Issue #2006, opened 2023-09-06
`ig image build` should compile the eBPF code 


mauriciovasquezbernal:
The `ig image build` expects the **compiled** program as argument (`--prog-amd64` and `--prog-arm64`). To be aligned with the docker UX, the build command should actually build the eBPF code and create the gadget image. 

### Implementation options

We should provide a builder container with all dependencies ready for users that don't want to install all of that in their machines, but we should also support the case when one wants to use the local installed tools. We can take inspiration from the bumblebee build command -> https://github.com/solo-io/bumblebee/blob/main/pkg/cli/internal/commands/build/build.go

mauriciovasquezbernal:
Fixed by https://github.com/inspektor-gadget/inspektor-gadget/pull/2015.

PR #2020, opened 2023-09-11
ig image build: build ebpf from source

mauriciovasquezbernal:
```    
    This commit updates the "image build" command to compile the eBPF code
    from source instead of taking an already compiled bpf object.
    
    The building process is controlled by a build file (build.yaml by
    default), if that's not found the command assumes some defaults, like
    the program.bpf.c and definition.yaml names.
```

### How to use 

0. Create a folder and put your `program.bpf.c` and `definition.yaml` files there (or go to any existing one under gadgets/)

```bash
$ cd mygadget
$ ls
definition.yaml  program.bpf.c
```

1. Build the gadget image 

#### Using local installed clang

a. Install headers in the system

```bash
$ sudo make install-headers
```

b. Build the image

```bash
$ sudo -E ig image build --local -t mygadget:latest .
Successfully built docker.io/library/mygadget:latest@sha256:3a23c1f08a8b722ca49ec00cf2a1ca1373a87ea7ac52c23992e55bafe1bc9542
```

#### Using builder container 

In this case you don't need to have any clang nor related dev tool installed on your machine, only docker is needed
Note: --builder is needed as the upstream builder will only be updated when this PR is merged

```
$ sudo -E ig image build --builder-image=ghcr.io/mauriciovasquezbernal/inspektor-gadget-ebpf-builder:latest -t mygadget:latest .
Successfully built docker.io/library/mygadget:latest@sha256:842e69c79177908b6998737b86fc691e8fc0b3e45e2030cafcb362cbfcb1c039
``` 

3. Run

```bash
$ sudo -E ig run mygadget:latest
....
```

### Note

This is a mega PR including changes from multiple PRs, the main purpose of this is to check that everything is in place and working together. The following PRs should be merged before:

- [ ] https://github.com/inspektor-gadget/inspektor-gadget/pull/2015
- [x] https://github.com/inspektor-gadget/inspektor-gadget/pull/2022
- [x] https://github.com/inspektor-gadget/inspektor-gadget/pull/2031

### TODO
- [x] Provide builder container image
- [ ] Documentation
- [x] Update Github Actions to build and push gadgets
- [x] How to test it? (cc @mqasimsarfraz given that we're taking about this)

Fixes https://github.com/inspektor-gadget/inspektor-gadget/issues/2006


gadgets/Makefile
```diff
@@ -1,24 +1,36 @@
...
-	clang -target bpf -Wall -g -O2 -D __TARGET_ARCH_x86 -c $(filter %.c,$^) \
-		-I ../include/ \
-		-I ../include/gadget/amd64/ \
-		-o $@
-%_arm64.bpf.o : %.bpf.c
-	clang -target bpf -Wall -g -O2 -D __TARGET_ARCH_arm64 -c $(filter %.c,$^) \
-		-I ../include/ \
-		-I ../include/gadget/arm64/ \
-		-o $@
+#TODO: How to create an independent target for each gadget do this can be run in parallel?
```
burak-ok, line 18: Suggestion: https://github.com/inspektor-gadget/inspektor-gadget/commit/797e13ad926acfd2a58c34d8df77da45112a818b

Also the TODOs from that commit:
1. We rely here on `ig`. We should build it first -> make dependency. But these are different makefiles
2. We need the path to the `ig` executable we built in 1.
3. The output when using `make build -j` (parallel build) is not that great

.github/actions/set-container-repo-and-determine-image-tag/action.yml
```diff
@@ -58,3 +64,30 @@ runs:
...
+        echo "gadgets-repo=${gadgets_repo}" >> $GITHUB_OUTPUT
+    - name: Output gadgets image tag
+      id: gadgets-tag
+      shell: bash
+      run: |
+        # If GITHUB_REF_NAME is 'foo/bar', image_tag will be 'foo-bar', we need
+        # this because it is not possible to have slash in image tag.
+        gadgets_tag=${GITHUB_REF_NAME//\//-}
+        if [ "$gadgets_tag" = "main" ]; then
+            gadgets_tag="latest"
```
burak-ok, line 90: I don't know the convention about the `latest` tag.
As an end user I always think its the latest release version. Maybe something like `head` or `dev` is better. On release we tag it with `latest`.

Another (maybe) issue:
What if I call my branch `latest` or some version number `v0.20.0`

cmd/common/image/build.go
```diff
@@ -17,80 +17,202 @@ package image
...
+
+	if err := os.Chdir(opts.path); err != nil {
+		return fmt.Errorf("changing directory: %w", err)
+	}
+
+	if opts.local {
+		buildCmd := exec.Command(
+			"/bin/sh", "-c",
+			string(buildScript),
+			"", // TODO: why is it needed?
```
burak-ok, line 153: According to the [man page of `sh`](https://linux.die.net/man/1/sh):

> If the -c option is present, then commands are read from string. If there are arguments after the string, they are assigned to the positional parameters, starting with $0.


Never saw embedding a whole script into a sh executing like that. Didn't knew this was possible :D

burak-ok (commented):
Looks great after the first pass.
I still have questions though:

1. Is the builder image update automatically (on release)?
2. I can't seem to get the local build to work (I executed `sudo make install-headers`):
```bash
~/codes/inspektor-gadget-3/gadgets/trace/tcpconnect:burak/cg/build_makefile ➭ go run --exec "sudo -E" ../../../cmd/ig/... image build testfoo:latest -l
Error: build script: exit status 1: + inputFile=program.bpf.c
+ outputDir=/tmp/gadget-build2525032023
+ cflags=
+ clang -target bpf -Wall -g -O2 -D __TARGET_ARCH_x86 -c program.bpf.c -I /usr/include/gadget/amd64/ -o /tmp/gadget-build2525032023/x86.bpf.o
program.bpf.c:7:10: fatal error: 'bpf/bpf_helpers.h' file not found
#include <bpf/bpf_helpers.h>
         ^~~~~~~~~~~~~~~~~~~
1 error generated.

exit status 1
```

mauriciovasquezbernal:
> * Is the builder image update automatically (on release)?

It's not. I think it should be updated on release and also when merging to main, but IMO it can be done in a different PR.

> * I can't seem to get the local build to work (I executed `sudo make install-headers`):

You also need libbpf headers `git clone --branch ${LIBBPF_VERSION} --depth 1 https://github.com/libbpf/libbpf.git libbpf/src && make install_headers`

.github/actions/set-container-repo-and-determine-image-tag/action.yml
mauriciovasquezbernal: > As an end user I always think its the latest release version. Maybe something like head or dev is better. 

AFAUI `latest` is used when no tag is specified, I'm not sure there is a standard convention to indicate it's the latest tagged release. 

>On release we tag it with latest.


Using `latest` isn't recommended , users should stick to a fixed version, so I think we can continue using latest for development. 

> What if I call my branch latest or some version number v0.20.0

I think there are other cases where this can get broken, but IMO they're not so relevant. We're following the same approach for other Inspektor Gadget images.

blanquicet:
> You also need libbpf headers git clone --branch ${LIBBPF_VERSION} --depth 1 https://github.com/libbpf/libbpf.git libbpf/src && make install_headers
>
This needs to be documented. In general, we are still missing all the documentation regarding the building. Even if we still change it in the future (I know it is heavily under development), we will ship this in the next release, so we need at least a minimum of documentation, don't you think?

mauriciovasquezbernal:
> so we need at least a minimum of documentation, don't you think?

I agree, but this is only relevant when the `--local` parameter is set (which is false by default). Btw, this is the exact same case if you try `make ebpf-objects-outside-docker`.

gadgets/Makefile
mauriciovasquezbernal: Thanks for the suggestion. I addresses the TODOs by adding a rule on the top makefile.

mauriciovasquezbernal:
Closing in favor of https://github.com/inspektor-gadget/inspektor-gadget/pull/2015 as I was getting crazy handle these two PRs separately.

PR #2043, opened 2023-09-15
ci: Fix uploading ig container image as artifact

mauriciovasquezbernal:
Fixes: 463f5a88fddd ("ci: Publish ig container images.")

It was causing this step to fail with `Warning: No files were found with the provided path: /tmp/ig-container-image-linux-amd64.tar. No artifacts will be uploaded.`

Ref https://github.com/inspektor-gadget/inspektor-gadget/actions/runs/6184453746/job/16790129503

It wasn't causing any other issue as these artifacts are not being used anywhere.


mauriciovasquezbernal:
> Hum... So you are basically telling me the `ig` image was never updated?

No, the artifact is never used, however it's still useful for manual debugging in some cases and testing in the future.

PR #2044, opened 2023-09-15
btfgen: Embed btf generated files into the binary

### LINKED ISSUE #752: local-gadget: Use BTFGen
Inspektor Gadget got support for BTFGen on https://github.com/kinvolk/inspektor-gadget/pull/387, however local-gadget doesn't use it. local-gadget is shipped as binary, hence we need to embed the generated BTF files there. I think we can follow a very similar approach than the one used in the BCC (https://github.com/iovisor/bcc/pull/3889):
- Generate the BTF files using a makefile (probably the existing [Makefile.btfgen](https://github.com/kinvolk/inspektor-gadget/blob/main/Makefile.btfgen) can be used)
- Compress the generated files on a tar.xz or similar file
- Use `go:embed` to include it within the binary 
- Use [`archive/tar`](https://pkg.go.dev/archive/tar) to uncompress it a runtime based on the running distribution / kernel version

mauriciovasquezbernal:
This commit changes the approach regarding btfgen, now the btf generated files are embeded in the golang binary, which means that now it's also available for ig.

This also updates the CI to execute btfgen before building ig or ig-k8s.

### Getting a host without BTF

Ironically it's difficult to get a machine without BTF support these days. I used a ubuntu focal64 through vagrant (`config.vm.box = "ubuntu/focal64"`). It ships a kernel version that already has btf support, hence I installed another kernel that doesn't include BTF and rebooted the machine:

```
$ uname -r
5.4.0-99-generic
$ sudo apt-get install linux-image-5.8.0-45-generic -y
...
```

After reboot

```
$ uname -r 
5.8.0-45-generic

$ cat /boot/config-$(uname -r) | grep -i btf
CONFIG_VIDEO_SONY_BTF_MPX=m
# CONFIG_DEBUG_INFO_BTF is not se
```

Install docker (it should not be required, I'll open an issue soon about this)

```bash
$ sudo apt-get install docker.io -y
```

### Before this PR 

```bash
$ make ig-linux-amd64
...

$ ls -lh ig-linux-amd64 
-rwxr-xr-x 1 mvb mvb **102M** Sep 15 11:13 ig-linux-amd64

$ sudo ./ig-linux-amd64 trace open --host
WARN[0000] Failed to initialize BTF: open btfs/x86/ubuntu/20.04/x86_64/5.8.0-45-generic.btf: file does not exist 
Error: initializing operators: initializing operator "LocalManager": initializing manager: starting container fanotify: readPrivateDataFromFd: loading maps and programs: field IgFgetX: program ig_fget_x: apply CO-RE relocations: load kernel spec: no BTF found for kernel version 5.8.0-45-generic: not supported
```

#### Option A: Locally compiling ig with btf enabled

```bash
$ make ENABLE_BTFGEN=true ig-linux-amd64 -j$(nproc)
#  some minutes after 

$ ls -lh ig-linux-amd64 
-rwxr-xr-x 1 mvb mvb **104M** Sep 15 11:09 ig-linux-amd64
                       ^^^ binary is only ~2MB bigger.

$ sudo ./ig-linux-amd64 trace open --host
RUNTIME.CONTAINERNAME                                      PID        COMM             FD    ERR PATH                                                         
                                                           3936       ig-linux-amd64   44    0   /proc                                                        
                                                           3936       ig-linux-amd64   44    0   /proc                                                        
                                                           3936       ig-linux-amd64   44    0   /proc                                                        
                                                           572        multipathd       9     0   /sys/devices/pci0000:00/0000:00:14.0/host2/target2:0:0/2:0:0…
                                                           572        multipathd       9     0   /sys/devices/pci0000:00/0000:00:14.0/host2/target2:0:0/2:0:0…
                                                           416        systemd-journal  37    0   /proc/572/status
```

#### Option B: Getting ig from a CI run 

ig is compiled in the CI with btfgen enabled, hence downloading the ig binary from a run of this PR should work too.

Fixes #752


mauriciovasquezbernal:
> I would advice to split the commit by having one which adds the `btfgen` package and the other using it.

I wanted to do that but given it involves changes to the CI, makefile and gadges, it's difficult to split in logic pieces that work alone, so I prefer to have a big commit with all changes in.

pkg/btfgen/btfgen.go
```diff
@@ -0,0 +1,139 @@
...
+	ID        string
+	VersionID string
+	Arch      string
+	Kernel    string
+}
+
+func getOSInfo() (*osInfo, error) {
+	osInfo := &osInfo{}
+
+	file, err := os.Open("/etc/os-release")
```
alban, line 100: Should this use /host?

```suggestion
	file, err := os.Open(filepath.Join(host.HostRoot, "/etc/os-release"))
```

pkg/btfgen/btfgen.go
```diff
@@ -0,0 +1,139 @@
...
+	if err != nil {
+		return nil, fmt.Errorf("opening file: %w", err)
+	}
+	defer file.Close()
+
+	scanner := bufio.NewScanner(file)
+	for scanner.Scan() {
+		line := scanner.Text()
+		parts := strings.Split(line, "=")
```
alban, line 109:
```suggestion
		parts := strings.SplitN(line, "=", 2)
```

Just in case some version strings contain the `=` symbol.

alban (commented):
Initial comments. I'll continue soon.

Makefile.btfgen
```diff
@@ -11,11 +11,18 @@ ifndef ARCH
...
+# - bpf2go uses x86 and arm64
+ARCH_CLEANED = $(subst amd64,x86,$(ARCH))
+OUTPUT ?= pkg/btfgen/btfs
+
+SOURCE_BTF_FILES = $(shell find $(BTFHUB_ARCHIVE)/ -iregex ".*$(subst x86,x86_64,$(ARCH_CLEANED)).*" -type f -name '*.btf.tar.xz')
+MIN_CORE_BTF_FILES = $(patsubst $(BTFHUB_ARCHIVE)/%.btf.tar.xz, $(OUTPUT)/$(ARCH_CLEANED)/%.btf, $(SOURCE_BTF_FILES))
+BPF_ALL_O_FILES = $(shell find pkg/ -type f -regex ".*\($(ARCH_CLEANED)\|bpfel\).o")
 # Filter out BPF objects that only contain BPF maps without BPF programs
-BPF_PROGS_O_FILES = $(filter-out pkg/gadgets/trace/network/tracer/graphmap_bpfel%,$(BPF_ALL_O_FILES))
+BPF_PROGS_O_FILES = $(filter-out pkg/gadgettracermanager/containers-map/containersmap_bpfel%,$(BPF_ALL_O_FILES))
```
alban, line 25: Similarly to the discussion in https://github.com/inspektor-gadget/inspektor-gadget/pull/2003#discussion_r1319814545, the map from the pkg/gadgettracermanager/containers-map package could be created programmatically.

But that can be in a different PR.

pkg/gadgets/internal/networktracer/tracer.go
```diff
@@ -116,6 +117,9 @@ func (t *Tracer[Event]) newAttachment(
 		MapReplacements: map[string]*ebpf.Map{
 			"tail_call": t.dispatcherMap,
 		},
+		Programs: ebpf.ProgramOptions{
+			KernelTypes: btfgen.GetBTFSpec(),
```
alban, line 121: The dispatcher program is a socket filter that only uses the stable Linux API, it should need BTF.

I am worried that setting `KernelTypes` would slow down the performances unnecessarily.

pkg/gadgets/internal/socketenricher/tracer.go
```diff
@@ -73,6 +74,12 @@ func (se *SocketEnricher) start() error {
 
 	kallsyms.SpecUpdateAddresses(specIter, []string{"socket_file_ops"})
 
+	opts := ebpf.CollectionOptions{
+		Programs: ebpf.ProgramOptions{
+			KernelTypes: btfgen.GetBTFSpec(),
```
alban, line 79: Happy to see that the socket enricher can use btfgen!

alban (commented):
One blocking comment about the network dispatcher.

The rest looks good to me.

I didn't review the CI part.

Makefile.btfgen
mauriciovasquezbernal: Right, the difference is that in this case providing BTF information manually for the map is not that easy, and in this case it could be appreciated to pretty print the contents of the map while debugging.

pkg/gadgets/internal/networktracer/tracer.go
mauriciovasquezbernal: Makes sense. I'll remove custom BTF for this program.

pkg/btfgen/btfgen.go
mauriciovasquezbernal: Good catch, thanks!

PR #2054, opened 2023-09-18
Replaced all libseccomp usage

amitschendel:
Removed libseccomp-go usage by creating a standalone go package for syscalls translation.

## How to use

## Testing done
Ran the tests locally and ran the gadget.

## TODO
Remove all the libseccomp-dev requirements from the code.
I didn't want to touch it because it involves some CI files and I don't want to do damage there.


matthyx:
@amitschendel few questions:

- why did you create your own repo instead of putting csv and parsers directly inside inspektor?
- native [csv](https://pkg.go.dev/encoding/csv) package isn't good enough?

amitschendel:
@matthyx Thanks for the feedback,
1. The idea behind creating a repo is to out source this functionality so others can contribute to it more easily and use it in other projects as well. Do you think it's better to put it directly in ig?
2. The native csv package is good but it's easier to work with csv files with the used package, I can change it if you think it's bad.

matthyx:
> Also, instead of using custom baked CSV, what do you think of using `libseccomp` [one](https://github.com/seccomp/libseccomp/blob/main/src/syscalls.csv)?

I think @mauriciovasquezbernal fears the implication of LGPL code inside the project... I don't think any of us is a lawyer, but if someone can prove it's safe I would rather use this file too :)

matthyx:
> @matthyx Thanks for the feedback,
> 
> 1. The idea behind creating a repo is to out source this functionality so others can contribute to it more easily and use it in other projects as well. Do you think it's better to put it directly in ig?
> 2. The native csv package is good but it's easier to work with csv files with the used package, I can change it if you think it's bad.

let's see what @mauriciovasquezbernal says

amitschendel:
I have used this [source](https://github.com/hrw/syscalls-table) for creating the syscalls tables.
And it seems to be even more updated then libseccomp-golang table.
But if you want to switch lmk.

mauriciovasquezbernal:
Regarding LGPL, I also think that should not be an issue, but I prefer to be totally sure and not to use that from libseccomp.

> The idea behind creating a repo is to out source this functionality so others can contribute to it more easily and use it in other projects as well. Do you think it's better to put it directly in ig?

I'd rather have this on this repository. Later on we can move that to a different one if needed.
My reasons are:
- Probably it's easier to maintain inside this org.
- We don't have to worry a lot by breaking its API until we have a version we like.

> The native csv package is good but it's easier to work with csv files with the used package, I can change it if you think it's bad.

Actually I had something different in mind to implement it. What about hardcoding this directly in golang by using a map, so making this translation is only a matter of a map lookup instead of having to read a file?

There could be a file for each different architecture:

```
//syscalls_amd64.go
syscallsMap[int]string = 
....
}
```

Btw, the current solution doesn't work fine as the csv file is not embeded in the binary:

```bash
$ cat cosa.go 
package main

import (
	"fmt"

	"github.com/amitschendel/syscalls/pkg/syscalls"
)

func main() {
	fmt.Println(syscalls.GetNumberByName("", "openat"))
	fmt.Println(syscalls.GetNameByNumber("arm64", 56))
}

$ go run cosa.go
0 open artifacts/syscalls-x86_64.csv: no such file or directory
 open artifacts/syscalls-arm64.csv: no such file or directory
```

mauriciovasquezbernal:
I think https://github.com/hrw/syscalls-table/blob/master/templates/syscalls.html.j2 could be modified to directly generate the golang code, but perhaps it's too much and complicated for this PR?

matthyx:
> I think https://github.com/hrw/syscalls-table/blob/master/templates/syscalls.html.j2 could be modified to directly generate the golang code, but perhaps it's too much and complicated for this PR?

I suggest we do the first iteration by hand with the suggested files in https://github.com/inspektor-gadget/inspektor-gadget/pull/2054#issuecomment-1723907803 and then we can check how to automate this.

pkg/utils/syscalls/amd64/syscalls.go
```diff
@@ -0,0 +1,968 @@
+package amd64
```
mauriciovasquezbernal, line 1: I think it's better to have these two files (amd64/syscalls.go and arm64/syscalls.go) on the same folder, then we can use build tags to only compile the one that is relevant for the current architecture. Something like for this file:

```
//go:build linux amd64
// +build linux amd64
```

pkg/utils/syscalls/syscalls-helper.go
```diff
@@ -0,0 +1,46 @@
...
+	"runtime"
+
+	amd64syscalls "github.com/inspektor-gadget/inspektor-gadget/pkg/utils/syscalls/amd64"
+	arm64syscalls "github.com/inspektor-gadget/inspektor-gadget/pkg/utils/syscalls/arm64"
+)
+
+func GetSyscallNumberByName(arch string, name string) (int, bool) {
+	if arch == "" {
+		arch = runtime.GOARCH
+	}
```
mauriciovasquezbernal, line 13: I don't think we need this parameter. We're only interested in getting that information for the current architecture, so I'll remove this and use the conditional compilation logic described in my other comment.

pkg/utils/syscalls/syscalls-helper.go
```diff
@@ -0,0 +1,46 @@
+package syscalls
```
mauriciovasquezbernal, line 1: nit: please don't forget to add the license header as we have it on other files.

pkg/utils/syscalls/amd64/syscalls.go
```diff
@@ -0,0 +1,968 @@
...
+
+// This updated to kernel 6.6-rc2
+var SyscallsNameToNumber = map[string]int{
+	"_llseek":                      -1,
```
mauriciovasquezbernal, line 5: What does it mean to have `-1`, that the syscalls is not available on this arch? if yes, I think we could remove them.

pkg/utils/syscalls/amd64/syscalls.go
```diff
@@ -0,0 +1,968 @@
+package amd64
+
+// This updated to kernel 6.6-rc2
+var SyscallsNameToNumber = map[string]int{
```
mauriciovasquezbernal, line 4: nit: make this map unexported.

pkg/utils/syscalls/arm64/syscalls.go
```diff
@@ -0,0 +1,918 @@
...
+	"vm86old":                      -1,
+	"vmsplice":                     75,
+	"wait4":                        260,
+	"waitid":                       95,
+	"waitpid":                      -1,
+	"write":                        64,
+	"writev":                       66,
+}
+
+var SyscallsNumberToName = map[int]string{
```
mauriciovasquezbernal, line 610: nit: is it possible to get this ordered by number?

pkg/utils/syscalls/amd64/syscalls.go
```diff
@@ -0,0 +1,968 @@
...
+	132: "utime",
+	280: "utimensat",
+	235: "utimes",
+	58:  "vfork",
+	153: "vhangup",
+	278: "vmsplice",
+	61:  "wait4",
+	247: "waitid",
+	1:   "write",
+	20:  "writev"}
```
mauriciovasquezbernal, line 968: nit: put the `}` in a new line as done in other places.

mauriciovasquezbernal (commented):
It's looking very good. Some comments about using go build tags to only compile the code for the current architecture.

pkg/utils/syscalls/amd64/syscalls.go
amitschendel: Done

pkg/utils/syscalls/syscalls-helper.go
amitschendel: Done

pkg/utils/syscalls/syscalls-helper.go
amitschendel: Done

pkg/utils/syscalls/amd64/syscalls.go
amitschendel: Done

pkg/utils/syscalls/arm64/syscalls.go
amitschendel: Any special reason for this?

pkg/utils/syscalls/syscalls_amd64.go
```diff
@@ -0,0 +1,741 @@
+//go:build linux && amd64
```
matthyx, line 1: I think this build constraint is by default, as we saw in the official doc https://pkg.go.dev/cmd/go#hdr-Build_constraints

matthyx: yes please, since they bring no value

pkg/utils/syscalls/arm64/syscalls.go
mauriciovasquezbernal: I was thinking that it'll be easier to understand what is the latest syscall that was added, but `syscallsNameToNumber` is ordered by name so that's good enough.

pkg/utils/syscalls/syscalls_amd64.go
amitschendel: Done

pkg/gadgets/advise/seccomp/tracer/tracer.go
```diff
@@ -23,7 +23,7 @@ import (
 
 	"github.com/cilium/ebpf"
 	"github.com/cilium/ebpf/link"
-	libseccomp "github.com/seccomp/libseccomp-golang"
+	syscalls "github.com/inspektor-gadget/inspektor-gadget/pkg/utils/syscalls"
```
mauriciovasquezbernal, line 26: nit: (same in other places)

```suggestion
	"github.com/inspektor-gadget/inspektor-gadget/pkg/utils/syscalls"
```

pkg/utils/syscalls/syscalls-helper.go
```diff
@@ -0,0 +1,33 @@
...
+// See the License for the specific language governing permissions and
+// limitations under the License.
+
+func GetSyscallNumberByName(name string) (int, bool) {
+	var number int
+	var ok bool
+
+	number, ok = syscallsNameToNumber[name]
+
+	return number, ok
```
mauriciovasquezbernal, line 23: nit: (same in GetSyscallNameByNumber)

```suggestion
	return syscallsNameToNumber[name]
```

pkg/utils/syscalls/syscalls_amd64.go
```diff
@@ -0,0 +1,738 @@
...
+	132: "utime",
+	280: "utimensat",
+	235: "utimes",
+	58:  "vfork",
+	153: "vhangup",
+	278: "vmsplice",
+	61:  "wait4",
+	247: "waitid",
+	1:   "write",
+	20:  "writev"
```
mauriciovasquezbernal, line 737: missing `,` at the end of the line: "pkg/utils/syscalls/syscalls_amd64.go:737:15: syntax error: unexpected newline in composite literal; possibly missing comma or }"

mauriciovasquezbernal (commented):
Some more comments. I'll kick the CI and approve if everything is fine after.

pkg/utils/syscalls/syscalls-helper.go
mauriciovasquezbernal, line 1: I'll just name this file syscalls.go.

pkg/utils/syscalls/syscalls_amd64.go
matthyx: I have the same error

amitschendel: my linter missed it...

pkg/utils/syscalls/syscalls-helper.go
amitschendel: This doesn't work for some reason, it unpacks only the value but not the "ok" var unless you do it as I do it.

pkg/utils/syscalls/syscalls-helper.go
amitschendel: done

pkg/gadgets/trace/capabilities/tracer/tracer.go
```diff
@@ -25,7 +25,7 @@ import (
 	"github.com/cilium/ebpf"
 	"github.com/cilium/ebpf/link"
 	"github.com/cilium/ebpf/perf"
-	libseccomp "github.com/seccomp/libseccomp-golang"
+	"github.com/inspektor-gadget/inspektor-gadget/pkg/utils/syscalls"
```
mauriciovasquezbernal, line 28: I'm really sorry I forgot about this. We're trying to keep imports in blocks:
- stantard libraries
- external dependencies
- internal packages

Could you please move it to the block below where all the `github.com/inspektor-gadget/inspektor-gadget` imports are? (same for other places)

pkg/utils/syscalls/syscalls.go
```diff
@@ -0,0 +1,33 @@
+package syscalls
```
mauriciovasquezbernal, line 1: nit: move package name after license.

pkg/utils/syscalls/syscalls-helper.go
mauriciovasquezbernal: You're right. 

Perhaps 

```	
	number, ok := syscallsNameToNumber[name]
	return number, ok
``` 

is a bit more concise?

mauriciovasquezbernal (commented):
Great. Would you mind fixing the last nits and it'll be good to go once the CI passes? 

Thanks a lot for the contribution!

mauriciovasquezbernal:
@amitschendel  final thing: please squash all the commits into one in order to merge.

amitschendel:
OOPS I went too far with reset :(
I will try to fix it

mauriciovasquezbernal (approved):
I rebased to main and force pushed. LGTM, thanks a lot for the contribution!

AIM OF THE TASK >>
Which lines run from the one holding "Remove all the" through the one holding "- native [csv](https://pkg.go.dev/encoding/csv)" in the records above? Repeat them exactly, both included, and nothing more.

RESPONSE FOR THIS EXERCISE >>
Remove all the libseccomp-dev requirements from the code.
I didn't want to touch it because it involves some CI files and I don't want to do damage there.


matthyx:
@amitschendel few questions:

- why did you create your own repo instead of putting csv and parsers directly inside inspektor?
- native [csv](https://pkg.go.dev/encoding/csv) package isn't good enough?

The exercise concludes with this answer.